WORK REQUEST: Return all the lines below in which the string "connection" appears.

RECORD SET:
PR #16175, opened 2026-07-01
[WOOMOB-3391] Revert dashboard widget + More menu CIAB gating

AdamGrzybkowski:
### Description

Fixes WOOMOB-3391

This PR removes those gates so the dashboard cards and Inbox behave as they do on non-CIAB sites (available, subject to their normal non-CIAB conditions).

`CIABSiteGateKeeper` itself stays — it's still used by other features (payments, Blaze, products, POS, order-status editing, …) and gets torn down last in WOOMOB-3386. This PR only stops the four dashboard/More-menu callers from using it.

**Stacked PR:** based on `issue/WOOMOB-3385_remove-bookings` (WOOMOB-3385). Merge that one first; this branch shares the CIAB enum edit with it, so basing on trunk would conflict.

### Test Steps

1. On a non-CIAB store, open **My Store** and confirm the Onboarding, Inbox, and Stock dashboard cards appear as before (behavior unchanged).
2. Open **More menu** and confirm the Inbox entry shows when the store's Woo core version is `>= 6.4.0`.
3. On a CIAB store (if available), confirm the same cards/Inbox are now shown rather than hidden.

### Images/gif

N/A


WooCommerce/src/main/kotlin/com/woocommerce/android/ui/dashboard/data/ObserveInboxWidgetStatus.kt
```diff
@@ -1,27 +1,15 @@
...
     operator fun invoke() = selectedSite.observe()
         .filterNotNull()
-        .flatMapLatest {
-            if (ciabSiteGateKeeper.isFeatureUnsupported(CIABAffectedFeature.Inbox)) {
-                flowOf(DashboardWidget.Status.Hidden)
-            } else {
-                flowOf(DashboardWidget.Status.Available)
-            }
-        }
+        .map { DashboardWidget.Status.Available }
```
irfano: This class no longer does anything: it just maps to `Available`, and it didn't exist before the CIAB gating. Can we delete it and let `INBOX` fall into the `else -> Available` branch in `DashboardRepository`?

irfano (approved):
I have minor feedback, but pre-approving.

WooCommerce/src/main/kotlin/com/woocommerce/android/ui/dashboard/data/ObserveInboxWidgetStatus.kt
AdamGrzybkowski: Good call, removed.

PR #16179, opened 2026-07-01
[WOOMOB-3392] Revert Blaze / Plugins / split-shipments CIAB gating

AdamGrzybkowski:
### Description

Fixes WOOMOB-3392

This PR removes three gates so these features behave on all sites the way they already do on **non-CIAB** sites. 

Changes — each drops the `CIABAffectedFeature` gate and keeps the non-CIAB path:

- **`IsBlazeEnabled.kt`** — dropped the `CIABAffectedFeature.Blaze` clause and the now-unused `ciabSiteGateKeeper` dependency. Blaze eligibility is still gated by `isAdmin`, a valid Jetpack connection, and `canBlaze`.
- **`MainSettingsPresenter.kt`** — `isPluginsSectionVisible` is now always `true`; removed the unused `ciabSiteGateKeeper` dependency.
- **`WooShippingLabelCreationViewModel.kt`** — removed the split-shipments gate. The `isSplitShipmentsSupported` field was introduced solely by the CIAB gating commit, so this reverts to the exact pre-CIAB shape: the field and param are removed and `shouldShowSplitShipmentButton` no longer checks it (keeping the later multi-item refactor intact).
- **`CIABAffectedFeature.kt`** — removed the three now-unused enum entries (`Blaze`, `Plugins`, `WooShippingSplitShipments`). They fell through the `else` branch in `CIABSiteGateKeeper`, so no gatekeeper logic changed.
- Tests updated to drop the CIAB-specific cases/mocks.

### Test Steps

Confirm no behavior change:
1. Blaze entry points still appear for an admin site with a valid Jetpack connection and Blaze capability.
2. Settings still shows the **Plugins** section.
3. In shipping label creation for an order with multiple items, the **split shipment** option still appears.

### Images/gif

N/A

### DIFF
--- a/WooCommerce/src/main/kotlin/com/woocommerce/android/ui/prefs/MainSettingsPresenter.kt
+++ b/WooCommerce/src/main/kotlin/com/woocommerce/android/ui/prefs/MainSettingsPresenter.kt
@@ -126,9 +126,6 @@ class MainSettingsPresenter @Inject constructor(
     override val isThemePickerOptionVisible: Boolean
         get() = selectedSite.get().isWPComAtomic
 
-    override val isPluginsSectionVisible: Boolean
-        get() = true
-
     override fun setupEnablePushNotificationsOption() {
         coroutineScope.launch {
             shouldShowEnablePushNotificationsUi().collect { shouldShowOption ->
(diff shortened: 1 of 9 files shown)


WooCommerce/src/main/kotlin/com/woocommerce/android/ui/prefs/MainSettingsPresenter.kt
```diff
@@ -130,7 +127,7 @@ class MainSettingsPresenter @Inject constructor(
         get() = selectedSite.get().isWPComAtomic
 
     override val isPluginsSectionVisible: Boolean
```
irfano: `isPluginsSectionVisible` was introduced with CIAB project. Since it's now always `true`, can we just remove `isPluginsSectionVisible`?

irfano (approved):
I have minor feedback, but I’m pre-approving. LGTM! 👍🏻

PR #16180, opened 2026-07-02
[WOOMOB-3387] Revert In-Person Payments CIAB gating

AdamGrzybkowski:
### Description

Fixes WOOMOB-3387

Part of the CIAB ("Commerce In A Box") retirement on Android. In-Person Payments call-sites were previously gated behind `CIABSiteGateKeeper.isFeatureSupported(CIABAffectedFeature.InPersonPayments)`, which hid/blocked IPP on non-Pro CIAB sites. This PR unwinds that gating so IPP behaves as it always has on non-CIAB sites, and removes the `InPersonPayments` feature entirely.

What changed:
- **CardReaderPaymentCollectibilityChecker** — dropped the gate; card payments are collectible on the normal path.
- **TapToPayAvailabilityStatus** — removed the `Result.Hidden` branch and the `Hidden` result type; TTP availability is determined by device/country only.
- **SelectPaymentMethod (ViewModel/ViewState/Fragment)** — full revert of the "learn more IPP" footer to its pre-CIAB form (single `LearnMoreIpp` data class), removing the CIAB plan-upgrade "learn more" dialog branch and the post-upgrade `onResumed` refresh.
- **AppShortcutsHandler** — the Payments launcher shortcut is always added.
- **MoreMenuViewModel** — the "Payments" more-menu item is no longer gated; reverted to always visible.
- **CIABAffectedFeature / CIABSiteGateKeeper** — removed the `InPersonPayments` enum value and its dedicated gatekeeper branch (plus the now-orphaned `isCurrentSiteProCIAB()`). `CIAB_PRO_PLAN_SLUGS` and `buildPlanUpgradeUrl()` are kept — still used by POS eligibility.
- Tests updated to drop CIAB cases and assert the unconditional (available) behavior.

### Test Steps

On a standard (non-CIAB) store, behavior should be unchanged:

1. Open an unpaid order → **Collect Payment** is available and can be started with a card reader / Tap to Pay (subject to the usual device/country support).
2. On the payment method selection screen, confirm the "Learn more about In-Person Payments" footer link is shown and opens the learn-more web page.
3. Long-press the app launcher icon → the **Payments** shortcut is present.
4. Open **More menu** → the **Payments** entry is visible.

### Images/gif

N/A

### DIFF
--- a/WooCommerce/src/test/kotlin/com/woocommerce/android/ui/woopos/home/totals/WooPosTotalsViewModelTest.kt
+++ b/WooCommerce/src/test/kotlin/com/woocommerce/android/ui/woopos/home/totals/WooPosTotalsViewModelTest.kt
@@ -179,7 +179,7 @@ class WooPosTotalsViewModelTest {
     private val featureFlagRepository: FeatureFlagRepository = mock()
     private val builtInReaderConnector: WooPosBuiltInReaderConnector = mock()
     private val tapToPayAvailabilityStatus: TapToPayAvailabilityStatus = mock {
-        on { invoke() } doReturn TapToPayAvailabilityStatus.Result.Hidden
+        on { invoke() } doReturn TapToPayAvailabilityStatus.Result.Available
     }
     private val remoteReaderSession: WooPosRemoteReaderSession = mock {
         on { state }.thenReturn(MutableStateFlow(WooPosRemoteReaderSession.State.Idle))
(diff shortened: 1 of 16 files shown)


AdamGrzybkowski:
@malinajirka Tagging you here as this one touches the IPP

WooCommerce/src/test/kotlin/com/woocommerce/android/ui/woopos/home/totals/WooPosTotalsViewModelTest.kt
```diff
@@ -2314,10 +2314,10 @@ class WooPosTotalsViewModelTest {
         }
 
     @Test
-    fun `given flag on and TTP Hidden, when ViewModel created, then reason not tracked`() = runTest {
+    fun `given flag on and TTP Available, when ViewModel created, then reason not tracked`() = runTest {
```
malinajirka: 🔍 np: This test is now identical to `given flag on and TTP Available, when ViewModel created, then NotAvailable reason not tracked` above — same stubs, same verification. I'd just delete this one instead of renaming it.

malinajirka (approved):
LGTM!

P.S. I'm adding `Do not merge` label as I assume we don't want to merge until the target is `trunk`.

EXERCISE SOLUTION:
- **`IsBlazeEnabled.kt`** — dropped the `CIABAffectedFeature.Blaze` clause and the now-unused `ciabSiteGateKeeper` dependency. Blaze eligibility is still gated by `isAdmin`, a valid Jetpack connection, and `canBlaze`.
1. Blaze entry points still appear for an admin site with a valid Jetpack connection and Blaze capability.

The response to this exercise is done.